→ **Provided entries**
★ ★ ★ ★ ★ ★ ★
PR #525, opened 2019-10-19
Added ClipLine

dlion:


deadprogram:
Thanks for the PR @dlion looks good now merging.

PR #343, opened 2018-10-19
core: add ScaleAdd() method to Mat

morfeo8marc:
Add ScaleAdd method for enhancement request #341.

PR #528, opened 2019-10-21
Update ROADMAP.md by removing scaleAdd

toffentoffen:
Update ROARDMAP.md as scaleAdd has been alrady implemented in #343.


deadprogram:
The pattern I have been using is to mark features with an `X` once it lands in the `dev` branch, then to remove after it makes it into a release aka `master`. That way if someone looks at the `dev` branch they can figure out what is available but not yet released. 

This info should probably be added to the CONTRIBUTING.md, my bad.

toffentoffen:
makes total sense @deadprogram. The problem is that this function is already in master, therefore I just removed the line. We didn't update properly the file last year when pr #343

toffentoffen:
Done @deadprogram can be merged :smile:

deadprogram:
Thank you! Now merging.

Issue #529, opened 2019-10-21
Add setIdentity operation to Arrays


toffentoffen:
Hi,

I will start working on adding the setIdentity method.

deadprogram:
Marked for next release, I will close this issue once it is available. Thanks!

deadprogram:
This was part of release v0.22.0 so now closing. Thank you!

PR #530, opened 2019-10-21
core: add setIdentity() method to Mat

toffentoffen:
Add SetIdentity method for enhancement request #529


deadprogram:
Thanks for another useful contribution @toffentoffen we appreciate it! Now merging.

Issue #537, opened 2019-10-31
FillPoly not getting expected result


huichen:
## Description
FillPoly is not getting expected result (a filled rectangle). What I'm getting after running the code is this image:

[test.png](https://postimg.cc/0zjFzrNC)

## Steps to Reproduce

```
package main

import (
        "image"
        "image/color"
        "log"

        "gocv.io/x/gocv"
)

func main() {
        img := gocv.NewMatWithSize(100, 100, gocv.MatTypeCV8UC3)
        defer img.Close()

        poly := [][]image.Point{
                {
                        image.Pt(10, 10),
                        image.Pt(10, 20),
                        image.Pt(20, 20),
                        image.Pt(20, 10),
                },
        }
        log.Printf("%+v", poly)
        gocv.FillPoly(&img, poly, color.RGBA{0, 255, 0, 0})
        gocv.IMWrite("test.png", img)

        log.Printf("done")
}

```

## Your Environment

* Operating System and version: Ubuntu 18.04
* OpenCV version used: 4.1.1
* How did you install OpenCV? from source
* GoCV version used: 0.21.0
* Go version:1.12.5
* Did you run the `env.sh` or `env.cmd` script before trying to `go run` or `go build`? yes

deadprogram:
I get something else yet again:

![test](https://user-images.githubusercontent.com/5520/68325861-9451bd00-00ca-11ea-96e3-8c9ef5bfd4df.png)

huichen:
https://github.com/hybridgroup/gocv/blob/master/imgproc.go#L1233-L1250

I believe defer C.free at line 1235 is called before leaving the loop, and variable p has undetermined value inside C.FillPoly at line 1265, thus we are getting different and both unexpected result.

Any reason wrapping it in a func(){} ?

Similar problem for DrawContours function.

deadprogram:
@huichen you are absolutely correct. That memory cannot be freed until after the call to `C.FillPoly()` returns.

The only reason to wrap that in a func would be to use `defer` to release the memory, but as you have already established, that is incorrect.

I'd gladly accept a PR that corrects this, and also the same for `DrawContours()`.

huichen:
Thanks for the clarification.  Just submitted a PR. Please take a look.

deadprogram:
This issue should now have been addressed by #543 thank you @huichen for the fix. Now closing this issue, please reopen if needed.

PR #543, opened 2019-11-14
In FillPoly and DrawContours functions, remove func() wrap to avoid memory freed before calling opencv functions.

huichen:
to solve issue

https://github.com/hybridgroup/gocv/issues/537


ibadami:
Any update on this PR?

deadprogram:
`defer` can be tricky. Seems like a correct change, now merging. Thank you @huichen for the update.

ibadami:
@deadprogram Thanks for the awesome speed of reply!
★ ★ ★ ★ ★ ★ ★
→ **Exercise requirements**
Reproduce the listing above line for line, exactly.

→ **Worked solution**
PR #525, opened 2019-10-19
Added ClipLine

dlion:


deadprogram:
Thanks for the PR @dlion looks good now merging.

PR #343, opened 2018-10-19
core: add ScaleAdd() method to Mat

morfeo8marc:
Add ScaleAdd method for enhancement request #341.

PR #528, opened 2019-10-21
Update ROADMAP.md by removing scaleAdd

toffentoffen:
Update ROARDMAP.md as scaleAdd has been alrady implemented in #343.


deadprogram:
The pattern I have been using is to mark features with an `X` once it lands in the `dev` branch, then to remove after it makes it into a release aka `master`. That way if someone looks at the `dev` branch they can figure out what is available but not yet released. 

This info should probably be added to the CONTRIBUTING.md, my bad.

toffentoffen:
makes total sense @deadprogram. The problem is that this function is already in master, therefore I just removed the line. We didn't update properly the file last year when pr #343

toffentoffen:
Done @deadprogram can be merged :smile:

deadprogram:
Thank you! Now merging.

Issue #529, opened 2019-10-21
Add setIdentity operation to Arrays


toffentoffen:
Hi,

I will start working on adding the setIdentity method.

deadprogram:
Marked for next release, I will close this issue once it is available. Thanks!

deadprogram:
This was part of release v0.22.0 so now closing. Thank you!

PR #530, opened 2019-10-21
core: add setIdentity() method to Mat

toffentoffen:
Add SetIdentity method for enhancement request #529


deadprogram:
Thanks for another useful contribution @toffentoffen we appreciate it! Now merging.

Issue #537, opened 2019-10-31
FillPoly not getting expected result


huichen:
## Description
FillPoly is not getting expected result (a filled rectangle). What I'm getting after running the code is this image:

[test.png](https://postimg.cc/0zjFzrNC)

## Steps to Reproduce

```
package main

import (
        "image"
        "image/color"
        "log"

        "gocv.io/x/gocv"
)

func main() {
        img := gocv.NewMatWithSize(100, 100, gocv.MatTypeCV8UC3)
        defer img.Close()

        poly := [][]image.Point{
                {
                        image.Pt(10, 10),
                        image.Pt(10, 20),
                        image.Pt(20, 20),
                        image.Pt(20, 10),
                },
        }
        log.Printf("%+v", poly)
        gocv.FillPoly(&img, poly, color.RGBA{0, 255, 0, 0})
        gocv.IMWrite("test.png", img)

        log.Printf("done")
}

```

## Your Environment

* Operating System and version: Ubuntu 18.04
* OpenCV version used: 4.1.1
* How did you install OpenCV? from source
* GoCV version used: 0.21.0
* Go version:1.12.5
* Did you run the `env.sh` or `env.cmd` script before trying to `go run` or `go build`? yes

deadprogram:
I get something else yet again:

![test](https://user-images.githubusercontent.com/5520/68325861-9451bd00-00ca-11ea-96e3-8c9ef5bfd4df.png)

huichen:
https://github.com/hybridgroup/gocv/blob/master/imgproc.go#L1233-L1250

I believe defer C.free at line 1235 is called before leaving the loop, and variable p has undetermined value inside C.FillPoly at line 1265, thus we are getting different and both unexpected result.

Any reason wrapping it in a func(){} ?

Similar problem for DrawContours function.

deadprogram:
@huichen you are absolutely correct. That memory cannot be freed until after the call to `C.FillPoly()` returns.

The only reason to wrap that in a func would be to use `defer` to release the memory, but as you have already established, that is incorrect.

I'd gladly accept a PR that corrects this, and also the same for `DrawContours()`.

huichen:
Thanks for the clarification.  Just submitted a PR. Please take a look.

deadprogram:
This issue should now have been addressed by #543 thank you @huichen for the fix. Now closing this issue, please reopen if needed.

PR #543, opened 2019-11-14
In FillPoly and DrawContours functions, remove func() wrap to avoid memory freed before calling opencv functions.

huichen:
to solve issue

https://github.com/hybridgroup/gocv/issues/537


ibadami:
Any update on this PR?

deadprogram:
`defer` can be tricky. Seems like a correct change, now merging. Thank you @huichen for the update.

ibadami:
@deadprogram Thanks for the awesome speed of reply!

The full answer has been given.